Carly Woelfel of South Side on   Oct.   28, 2017.

Carly Woelfel of South Side on  Oct.  28, 2017. Credit: Peter Frutkoff

In only her sophomore year, South Side’s Carly Woelfel has the planning part of cross country down pat. You see, distance running is about endurance, and endurance doesn’t just happen. It’s planned, plotted and learned. A runner who goes into a race without at least a rough outline of a plan is, more often then not, a runner who doesn’t win.

And Woelfel wins. There’s little doubt about that. Her latest triumph, a Nassau Class II championship earned her Newsday Athlete of the Week honors. Woelfel ran the Bethpage State Park 5-kilometer course in 19 minutes, 26.01 seconds last Saturday afternoon.

Woelfel’s victory started with very clear prerace planning. She knew her limits and knew that getting into a race where she’d have to fight to the finish would be a bad idea.

“I didn’t want to finish that race neck and neck and have to sprint,” Woelfel said. “That’s a runner’s biggest struggle. So, about a mile in, I started to get in front. My breathing was very controlled, which was a miracle for me. That’s really tough going that fast. I just kept trying to build the gap, little by little.”

The gap got so big that the noises that usually narrate a race were gone. Eventually, it was just Woelfel and the wind.

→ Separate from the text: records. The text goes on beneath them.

PR #928, opened 2019-08-01
upgrade qtwebkit to QtWebkit-5.212.3-alpha3

### LINKED ISSUE #470: Splash looses fragment part of url (# hash sign part) after redirect
Today I stumbled on one bug that results from somewhat unusual behavior when redirecting to urls containing "#" hash sign. 

I have an url http://groceries.asda.com/asda-webstore/landing/home.shtml#search/ibuprofen/1/relevance_desc , when you request this url without any cookies site responds with redirect to: https://groceries.asda.com/asda-webstore/landing/home.shtml (same url but over https, note that you need to view traffic with mitm proxy as dev tools seem to hide redirects to first url). After redirect my desktop browser (Chrome/51.0.2704.84) keeps hash part of url. Splash seems to discard hash part after redirect. This means that site will not be rendered properly because hash part is missing.

I added tests on branch, see here: https://github.com/scrapinghub/splash/commit/cdae7c490210b83a41031decae6d8312566bee57 to reproduce you need to simply:

```
# start mockserver
> python3 splash/tests/mockserver.py
```

create following lua

``` lua
function main(splash)
    assert(splash:go(splash.args.url))
    return splash:url()
end
```

visit browser url: http://localhost:8998/redirect-hash#something you will see that hash is in url in input box.This confirms that test server is running and that your browser keeps url with hash even after redirect. 

Now check splash:

http://localhost:8050/execute?lua_source=function+main%28splash%29%0A++++assert%28splash%3Ago%28splash.args.url%29%29%0A++++return+splash%3Aurl%28%29%0Aend&url=http%3A%2F%2Flocalhost%3A8998%2Fredirect-hash%23something-bad

will return http://localhost:8998/redirect-hash⏎ instaed of http://localhost:8998/redirect-hash#something-bad.

I found some workaround for this (luckily I can avoid redirects by using https url and sending some extra cookie) but I'm opening issue for future reference in case someone else stumbles on this. I see in  QWebPage we have extension method and there is extensive comment there about redirects [here](https://github.com/scrapinghub/splash/blob/master/splash/qwebpage.py#L102), I'm not sure if it matters or how it matters here, but maybe that's some path for investigation.

kmike:
Currently this builds qtwebkit as a part of Docker build. It may be too heavy for CI, let's see.

Fixes #470.

### DIFF
--- a/Dockerfile
+++ b/Dockerfile
@@ -5,8 +5,8 @@ RUN /tmp/download-qt-installer.sh /tmp/qt-installer.run
 # =====================
 
 FROM byrnedo/alpine-curl as qtwebkit-downloader
-COPY dockerfiles/splash/download-qtwebkit.sh /tmp/download-qtwebkit.sh
-RUN /tmp/download-qtwebkit.sh /tmp/qtwebkit.tar.gz
+COPY dockerfiles/splash/download-qtwebkit-source.sh /tmp/download-qtwebkit-source.sh
+RUN /tmp/download-qtwebkit-source.sh /tmp/qtwebkit.tar.xz
 
 # =====================
 
@@ -42,7 +42,6 @@ RUN /tmp/install-qtwebkit-deps.sh
 FROM qtbase as qtbuilder
 ENV DEBIAN_FRONTEND noninteractive
 
-COPY --from=qtwebkit-downloader /tmp/qtwebkit.tar.gz /tmp/
 COPY --from=qt-downloader /tmp/qt-installer.run /tmp/
 
 COPY dockerfiles/splash/qt-installer-noninteractive.qs /tmp/script.qs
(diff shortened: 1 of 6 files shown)


lucywang000:
I tried to build it (the webkit inspector in splash-jupyter image doesn't work properly so I think it may worth trying this new version of webkit), and it seems to take forever to build the webkit from source, with my laptop's cpu load rising out of charts :P

kmike:
@lucywang000 I recall inspector working properly in past, so I wonder if that's Splash problem, not webkit's. Have you got live window working? 

Building takes forever, right (a hour or so on a dual xeon, 2x8 cores workstation); we need to either upgrade to Qt 5.13 (to be able to use binaries), or build this image separately, once, and then just pull from it. 

Upgrading to Qt 5.13 is the way to go (we need to do it anyways), but having a separate Docker image which we copy artifacts from can work in a short term, and has its own benefits.

kmike:
(after talking with @imduffy15: probably better not to create docker images for webkit building - just build binaries locally and upload somewhere instead)

lucywang000:
@kmike Yeah I can see the live window, but none of elements / network / console tabs work. +1 to upload prebuilt binaries  somewhere and use it when build the image!

PR #929, opened 2019-08-01
Increase viewport defaults

ivanprado:


splash/defaults.py
```diff
@@ -13,9 +13,9 @@
 VIEWPORT_SIZE = '1024x768'
 
 # Window size limitations.
-VIEWPORT_MAX_WIDTH = 20000
-VIEWPORT_MAX_HEIGTH = 20000
-VIEWPORT_MAX_AREA = 4000*4000
+VIEWPORT_MAX_WIDTH = 40000
+VIEWPORT_MAX_HEIGTH = 40000
+VIEWPORT_MAX_AREA = 7200*7200  # ~52 Millions of pixels
```
kmike: It could be more clear if this is written as 1280 * 40000 - "support max height @ 1280 width"

ivanprado: Much better! I didn't notice where you had you gotten the magic number of 52M :-)

splash/defaults.py
```diff
@@ -13,9 +13,9 @@
 VIEWPORT_SIZE = '1024x768'
 
 # Window size limitations.
-VIEWPORT_MAX_WIDTH = 20000
-VIEWPORT_MAX_HEIGTH = 20000
-VIEWPORT_MAX_AREA = 4000*4000
+VIEWPORT_MAX_WIDTH = 40000
+VIEWPORT_MAX_HEIGTH = 40000
+VIEWPORT_MAX_AREA = 1280*VIEWPORT_MAX_HEIGTH  # support max height @ 1280 width
```
kmike: a nitpick: could you please add spaces around `*`, as per pep8?

ivanprado: Sure! I didn't put them because I thought it was the standard for the project.

ivanprado: Done

kmike:
Thanks @ivanprado!

PR #936, opened 2019-08-14
Fix splash-jupyter

kmike:
* [x] building of Docker image
* [x] permission errors
* [x] outdated dependencies
* [x] splash-jupyter starts
* [ ] splash-jupyter works


kmike:
It still doesn't work reliably, but it is better than before => merging.

PR #944, opened 2019-09-05
Bump version to 3.4

lucywang000:
The motivation is I'm doing some comparison to locate a splash bug so I need to switch back and forth between 3.3.1 and 3.4b1, but for 3.4b1 the web ui still shows 3.3.1 which is confusing :)


CHANGES.rst
```diff
@@ -1,6 +1,20 @@
 Changes
 =======
 
+3.4b1 (2019-08-17)
```
kmike:
```suggestion
3.4 (TBA)
```
I'd avoid release notes for 3.4b1, and go straight into 3.4; 3.4b1 is not supposed to be a public release anyways.

CHANGES.rst
```diff
@@ -1,6 +1,20 @@
...
+------------------
+
+* Suport using :ref:`chromium <arg-engine>` instead of webkit as the
+  rendering engine. It is in pre-alpha stage so not suggested for
+  using in production projects.
+* Qt is updaeted to 5.13, and QtWebkit is updated to
+  QtWebkit-5.212.3-alpha3.
+* Twisted is updated to 19.7.0.
+* Use ubuntu:18.04 as the base docker image.
+* HTTP2 can be disabled with
```
kmike: the important thing is that Splash got http2 support, which it haven't had before

kmike:
Hey @lucywang000! Sorry, I was unclear in a comment. 3.4 release is not ready, I'd like a couple more fixes before release:

1) either wait for alpha4 webkit release (https://github.com/qtwebkit/qtwebkit/issues/889#issuecomment-521962909), or disable http2 by default. Currently http2 is enabled by default, but it doesn't work properly on many websites.
2) Less critical: it'd be great to have a way to disable logging of Lua scripts, and probably other arguments, because log size becomes too large. This can be done later though.

What I meant is that it is better to have complete 3.4 changelog in 3.4 section, without a separate section for 3.4b1, which is not an official release.

kmike:
Thanks @lucywang000! I've made 3.4 release, waiting for docker images to build.

PR #961, opened 2019-10-27
Update Windows multiline command using caret

jmartens:
Windows uses caret to split command over multiple lines


kmike:
Thanks @jmartens!

PR #970, opened 2019-11-29
Make HTTP2 opt-in in the default engine

Gallaecio:


splash/engines/chromium/webpage.py
```diff
@@ -4,6 +4,8 @@
 
 
 class ChromiumWebPage(QWebEnginePage):
+    http2_enabled = True
```
Gallaecio: I’m not sure if this is needed. The Webkit counterpart has a few default values specified like this.

splash/defaults.py
```diff
@@ -104,4 +104,5 @@
 MEDIA_SOURCE_ENABLED = True
 
 # HTTP2
-HTTP2_ENABLED = True
\ No newline at end of file
+HTTP2_ENABLED = False
```
kmike: What do you think about renaming it to WEBKIT_HTTP2_ENABLED?

splash/tests/test_render.py
```diff
@@ -368,15 +368,17 @@ def assertResponse200Get(self, code):
...
+        })
         self.assertStatusCode(r, 200)
         self.assertIn("http2", r.text)
 
     @https_only
-    def test_disable_http2_support(self):
+    def test_http2_disabled_by_default(self):
         r = self.request({
             'url': self.ts.mockserver.https_url("http-version"),
-            'http2': '0',
```
kmike: I haven't checked it, but why isn't explicit disabling working?

Gallaecio: It does work, but since we had no test explicitly enabling, I did not though of having one explicitly disabling. I’ll add a test relying on the default but keep a test explicitly disabling.

splash/engines/chromium/webpage.py
kmike: I think it is not needed here. In webkit counterpart it is used in these places:

* https://github.com/scrapinghub/splash/blob/86b0f934f17d4118ba4fd7c359e6d322dfaf7f74/splash/engines/webkit/browser_tab.py#L216
* https://github.com/scrapinghub/splash/blob/86b0f934f17d4118ba4fd7c359e6d322dfaf7f74/splash/network_manager.py#L328

kmike:
Thanks @Gallaecio!

PR #976, opened 2019-12-09
Configure bumpversion

Gallaecio:
Running `bumpversion --dry-run --verbose patch` with `bumpversion` installed after these changes seems to describe the right list of changes to apply.


kmike:
Thanks for a careful PR!

PR #977, opened 2019-12-09
Configure Travis CI to deploy tagged versions to PyPI

Gallaecio:
@kmike You should be able to edit these changes and include the deployment username and token before merging.


Gallaecio:
Adding valid credentials is not as trivial as I hoped due to https://travis-ci.community/t/travis-encrypt-data-too-large-for-pypi-tokens-with-older-repos/5792

PR #997, opened 2020-02-13
Update utils.py

ater49:
Make HAR of Splash compatible with HAR1.2 specification. https://github.com/ahmadnassri/har-spec/blob/master/versions/1.2.md


ater49:
Not relevant

PR #998, opened 2020-02-18
Better viewport limits error message

ivanprado:


lopuhin:
@kmike could you please review this as well, as I'm not sure about the process for merging splash PRs - e.g. I don't see the tests running for this PR.

kmike:
The change looks good, thanks @ivanprado! A good catch about the tests; it seems the build started, but was killed due to lack of activity on one of the steps. Restarted it now. I'm not sure why it is not showing here. Build: https://travis-ci.org/scrapinghub/splash/builds/651993499

kmike:
Actually, the build for other PR was also stalled: https://travis-ci.org/scrapinghub/splash/builds/649925646. Maybe CI is broken (which is a problem, because it means there won't be a new Docker image).

kmike:
Thanks @ivanprado!

kmike:
Hey @ivanprado! Good news: bulid is fixed, thanks to @imduffy15, @lucywang000 and @Gallaecio. Bad news: tests are failing after this changes, because they were checking error message (see https://travis-ci.org/github/scrapinghub/splash/builds/675004312). Do you think you can take a look? At seems at least one of the failures is related to the fix here.

ivanprado:
Great! @kmike sure, I'm going to investigate.

ivanprado:
Working for a fix in https://github.com/scrapinghub/splash/pull/1021

PR #999, opened 2020-02-18
Update CHANGES.rst

hrbrmstr:
3.4.1's year was 2019 and I changed it to 2020


kmike:
Thanks @hrbrmstr! This is already fixed in master, but makes sense to fix it in a branch as well.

“I gradually started to not hear the breathing behind me,” she said. “I never look back, so I’m never really sure what the distance is, but I just hear the faint noises. It’s loud in the beginning, the breathing and the footsteps, and then it kind of dwindles away. It helps me build up my confidence and makes me feel a lot better. I can take a lot more pride in that and keep going.”

Woelfel won by 27.12 seconds, a fairly large margin in a championship race. The win helped South Side win the team championship with 39 points.

Breathing is an underrated part of cross country. Being able to manage it at high speeds is both essential and difficult. Woelfel said that aspect of her racing is vastly improved from last season, something she credits with speaking to other runners about different breathing strategies and then trying to adopt them in competition. So far, it’s worked out pretty well.

Woelfel, who’s personal best is 19:18.44, also said she increased her summer mileage, something that, no doubt, helped her endurance.

The cross country postseason is so fast and unforgiving that it does not allow for long victory laps. Almost as soon as she crossed the finish line, Woelfel’s attention turned to this Saturday’s Nassau State Qualifier at Bethpage State Park, where she’ll run for a trip to the state public school championships at Wayne Central High School in Ontario Center on Nov. 11.

“[Saturday was] a good day,” Woelfel said. “I didn’t have to kick as hard at the end. I wasn’t going to spend 150 percent. I could scale it back a little bit. I’m really excited for state qualifiers and I’m going to gun for that big PR.”